··· Given records

PR #4131, opened 2017-01-30
Update CPropertyValue.php

devcommiter:
Fixed an error in the eval() usage in the ensureArray method.

### DIFF
--- a/framework/utils/CPropertyValue.php
+++ b/framework/utils/CPropertyValue.php
@@ -113,8 +113,14 @@ class CPropertyValue
 			$len = strlen($value);
 			if ($len >= 2 && $value[0] == '(' && $value[$len-1] == ')')
 			{
-				eval('$array=array'.$value.';');
-				return $array;
+				try
+				{
+					return @eval('return array' . $value . ';');
+				}
+				catch (ParseError $e)
+				{
+					return array();
+				}
 			}
 			else
 				return $len>0?array($value):array();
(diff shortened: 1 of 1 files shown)


samdark:
Why closing?

devcommiter:
Oh, it's my fail, sorry. I'll re-create requests.

framework/utils/CPropertyValue.php
```diff
@@ -113,8 +113,14 @@ public static function ensureArray($value)
 			$len = strlen($value);
 			if ($len >= 2 && $value[0] == '(' && $value[$len-1] == ')')
 			{
-				eval('$array=array'.$value.';');
-				return $array;
+				try
+				{
+					return @eval('return array' . $value . ';');
```
cebe: why did you add the `@` here?

devcommiter: For suppressing errors from eval() function. I think in this case we will simply parse a necessary exception or get clear false without any additional messages. Similar solution you can see \CChoiceFormat::evaluate or in the \CAuthManager::executeBizRule or \CTimestampBehavior::getTimestampByAttribute

samdark: That changes behavior to be silent if PHP version is lower than 7. I don't think we should change it.

samdark:
Looks good to me now. Please add a like for changelog.

@cebe could you take a brief look again?

devcommiter:
Please, do not spend time for checking this request, I'd better add more changes around eval() into 'patch-2'(https://github.com/yiisoft/yii/pull/4130) and this change for CPropertyValue.php also.
(p.s. I don't want to add many lines into the changelog with the same meaning). What do you think?

samdark:
OK.

PR #4132, opened 2017-01-30
Improved the eval() usage compatibility with a PHP7.0

devcommiter:


samdark:
Html purifier is a third party library so preferably it should be enhanced there and then updated in the 1.1 repo.

PR #4133, opened 2017-02-01
Fixes for the func_get_args() usage for PHP7

devcommiter:


cebe:
can you please describe the problem you are fixing here?

devcommiter:
Hi, of course.

As you can see on this URL [http://php.net/manual/en/migration70.incompatible.php#migration70.incompatible.other.func-parameter-modified](url) the behavior of the func_get_arg() and func_get_args() has been changed in the PHP7.0 and as a result you won't get the arguments which you are expecting, IF you had modified the input parameters of the function in the source code before you call func_get_arg() or func_get_args().
In the PHP5 you were getting untouched version of the input parameters by calling func_get_arg() or func_get_args(), but not in the PHP7.

In the CClientScript.php this problem fixed easy - I simply moved the func_get_args() to the upper position than the strings where the input parameters were modified. I skept the functions where this problem is not appearing.

In the YiiBase.php, I decided to update a bit a source code of the function.

All these modification are backward compatibility both with PHP5 and PHP7.

framework/YiiBase.php
```diff
@@ -179,6 +179,9 @@ public static function getFrameworkPath()
 	 */
 	public static function createComponent($config)
 	{
+		$intArgsNum = func_num_args();
```
samdark: Nothing changed about `func_num_args()` in PHP 7. The change is not necessary.

samdark:
Looks good to me now. Please add a like for changelog file and I'll merge it.

devcommiter:
Changelog: Fixed a wrong usage of the func_get_arg() and func_get_args() functions. See URL [http://php.net/manual/en/migration70.incompatible.php#migration70.incompatible.other.func-parameter-modified](url) for more details.

samdark:
I've meant https://github.com/yiisoft/yii/blob/master/CHANGELOG

samdark:
Merged. Thank you!

PR #4146, opened 2017-03-19
Yii Namespaced Demo

Fractal-Idea:


cebe:
Why are you adding these files? Any comment about the purpose of this PR? Looks like these should rather be in a separate repository to me.

Fractal-Idea:
As [demos/namespace/README.md](https://github.com/Fractal-Idea/yii/blob/master/demos/namespace/README.md)

this demo is totally based on Yii 1.x framework, so it's not a separate repository.
this demo show how to use `namespace` based on Yii 1.x framework
multiple sites shared `lib` and `Yii framework`
multiple entries in one site  (such index / admin / manager / etc. )
namespaced model generator integrated to `gii`
support environment-based config, common config data write once

[demos/namespace/lib/models/BaseActiveRecord.php](https://github.com/Fractal-Idea/yii/blob/master/demos/namespace/lib/models/BaseActiveRecord.php)
**BaseActiveRecord** : if table schema changed, regenerate model code will erase custom code. extend model class for custom code, if table schema changed we lost nothing when regenerate model code. 

**BaseActiveRecord::Model** : You should use class name for ExtendModelClass::model('ExtendModelClass'), otherwise CActiveRecord::model will wrong. BaseActiveRecord::model make it simple & clear : `ExtendModelClass::model()`

**BaseActiveRecord::getAlias** : simple way to fetch aliased sql expression result
```SQL
-- demos/namespace/site_demo/entry/dev/controllers/SiteController.php line 12
SELECT *, FORMAT((num_a+num_b+num_c)/3, 2) AS $$avg FROM tb_demo
```
```PHP
// demos/namespace/site_demo/entry/dev/views/site/index.php line 53
<td><?php echo($demo->id)?></td>
<td><?php echo($demo->num_a)?></td>
<td><?php echo($demo->num_b)?></td>
<td><?php echo($demo->num_c)?></td>
<td><?php echo($demo->getAlias('$$avg'))?></td>
```
**BaseActiveRecord::instantiate** : only alias name start with `$$` saved for fetch, others are skipped.

cebe:
This is a nice implementation, but it is yours and not something we (the Yii team) would want to maintain, also considering the fact that Yii 1.1 is in maintenance mode now.
Please create your own repository for it. You may create a wiki page and/or an extension page on the website to share it with others. Thanks!

Fractal-Idea:
There are better ways to implement these features by directly modify yii framework main code:
- Modify CActiveRecord::model
- Add CApplication::config
- Add yii/gii/genertors/namespaceModel

I know the fact that Yii 1.1 is in maintenance mode now. I do not modify any file in main code of yii framework. 
Only create demo for namespace use guide, and limit all changes (extend AR, namespace model generator for gii, env-based config, etc.) in the demo project.

PR #4158, opened 2017-05-26
Reworked model error escaping to escape on output rather than in validators directly

samdark:
| Q             | A
| ------------- | ---
| Is bugfix?    | no
| New feature?  | no
| Breaks BC?    | no
| Tests pass?   | yes


cebe:
what if application code relies on errors being encoded?

samdark:
It should not since context may vary. I'll add a note for UPGRADE.

samdark:
https://github.com/yiisoft/yii/commit/68fe34dbd0d2c886443c5af25f345c2498b0288f

PR #4165, opened 2017-07-15
Update: Show erros if can't start session on php7

georgezim85:
Taking off this @ will help people to know what is happening, when they do not have access permission read/write on xampp's temp directory or any other problem that do not allow them to start session.


samdark:
Tests are failing with the code changing...

cebe:
also this is neither a PHP7 compatibility nor a security issue. Not going to make that change in Yii 1.1. http://www.yiiframework.com/news/90/update-on-yii-1-1-support-and-end-of-life/

PR #4168, opened 2017-08-02
Session data not updating after login

csears123:
Updating from PHP 5.6 to PHP 7.1 introduced an issue where the session data no longer was updating, preventing the user from logging in. After debugging it was discovered the queryScalar in the readSession function was returning NULL from the empty record/row in the database with the passed in session ID.  The return statement has a strict comparison to check for boolean false, and did not account for a NULL value being returned from the empty "data" column in the database.  Changing the return statement to also check for a NULL resolves this issue, and will allow the session data to be updated correctly.  The config for the session is using CDbHttpSession class with a custom session name, and a CDbConnection that connects to IBM DB2 database.

| Q             | A
| ------------- | ---
| Is bugfix?    | yes
| New feature?  | no
| Breaks BC?    | no
| Tests pass?   | yes/no


samdark:
Merged. Thanks!

PR #113, opened 2024-10-04
Support multiple Repositories in Leaderboard

GODrums:
### Motivation

Many Artemis developers work on multiple related repositories simultaneously. To be able to count all those contributions, we want to be able to view leaderboards for a pre-determined list of repositories as well as a combined leaderboard for all repos.

### Description

This PR makes it possible to distinguish between repositories for the leaderboard:
- New select-based filter to filter for a specific repository or display all
- Leaderboard endpoint now has optional repository parameter, filtering on SQL-level
- Replaced input propagation for URL params with component-based signals to avoid long propagation chains. Unfortunately, this leads to its Storybook story currently having broken controls.
- New error state whenever the leaderboard has no entries
- Spring-Env for production has been adjusted to fetch the following list of repositories: Artemis, Athena, Hephaestus, Pyris, Ares2, Aeolus, hades, Apollon, Apollon_standalone

Repository filter on desktop screen:
Screenshot 2024-10-05 003810
Repository filter on mobile:
Screenshot 2024-10-05 004027
Error state (no entries in a leaderboard):
Screenshot 2024-10-05 002258

#### General

#### Client (if applicable)

- [x] Components follow design system guidelines (if applicable)

#### Server (if applicable)


webapp/src/app/home/leaderboard/filter/repository/repository.component.ts
```diff
@@ -0,0 +1,71 @@
+import { Component, computed, effect, signal } from '@angular/core';
+import { FormsModule } from '@angular/forms';
+import { Router, RouterLink } from '@angular/router';
+import { BrnSelectModule } from '@spartan-ng/ui-select-brain';
+import { HlmSelectModule } from '@spartan-ng/ui-select-helm';
+import { HlmLabelModule } from '@spartan-ng/ui-label-helm';
+
+export const repositoryNames = [
+  'ls1intum/Artemis',
```
FelixTJDietrich, line 9: Can you move this into the environment? Or actually, I think it would be better if we get the available repositories from the server 🤔

server/application-server/src/main/resources/application-prod.yml
```diff
@@ -14,7 +14,7 @@ spring:
       password: ${SECURITY_USER_PASSWORD}
 
 monitoring:
-  repositories: ls1intum/Artemis
+  repositories: ls1intum/Artemis, ls1intum/Athena, ls1intum/Hephaestus, ls1intum/Pyris, ls1intum/Ares2, ls1intum/Aeolus, ls1intum/hades, ls1intum/Apollon, ls1intum/Apollon_standalone
```
FelixTJDietrich, line 17: We could also move this into a environment variable now

FelixTJDietrich (approved):
Code looks good, I only have two remarks

webapp/src/app/home/leaderboard/filter/repository/repository.component.ts
GODrums: I thought about this as well, but does it actually make sense to have individual client-sided requests for small UI elements? Do we plan on changing the repository-list often?

I remember we talked about this when implementing the timeframe-filter and I'm personally not convinced it actually make sense. In NextJS this could be solved via Server-Components (SSR), but I don't think there is an equivalent in our current stack.

Maybe we later on create a config-endpoint to get all of these UI content data points in one request (similar to how i18n works)?

server/application-server/src/main/resources/application-prod.yml
GODrums: Isn't the `application`-file our environment equivalent? Or am I confusing concepts here?

webapp/src/app/home/leaderboard/filter/repository/repository.component.ts
GODrums: Just created the `GET /meta`-endpoint according to what we discussed yesterday. For now it only returns the repositories env-var, but we can recycle it for the adjustable configs, which I'll work on after this.

webapp/src/app/home/leaderboard/filter/repository/repository.component.ts
```diff
@@ -0,0 +1,74 @@
+import { Component, computed, effect, input, signal } from '@angular/core';
+import { FormsModule } from '@angular/forms';
+import { Router, RouterLink } from '@angular/router';
+import { BrnSelectModule } from '@spartan-ng/ui-select-brain';
+import { HlmSelectModule } from '@spartan-ng/ui-select-helm';
+import { HlmLabelModule } from '@spartan-ng/ui-label-helm';
+
+export const repositoryNames = [
```
FelixTJDietrich, line 8: This needs to be removed again

FelixTJDietrich (approved):
Looks good now, thanks for this PR!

······

Task goal: Out of the data above, set down the lines from the one with "Merged. Thanks!" to the one with "### Motivation", both included, exactly as written and with no additions.

Output for this task:
Merged. Thanks!

PR #113, opened 2024-10-04
Support multiple Repositories in Leaderboard

GODrums:
### Motivation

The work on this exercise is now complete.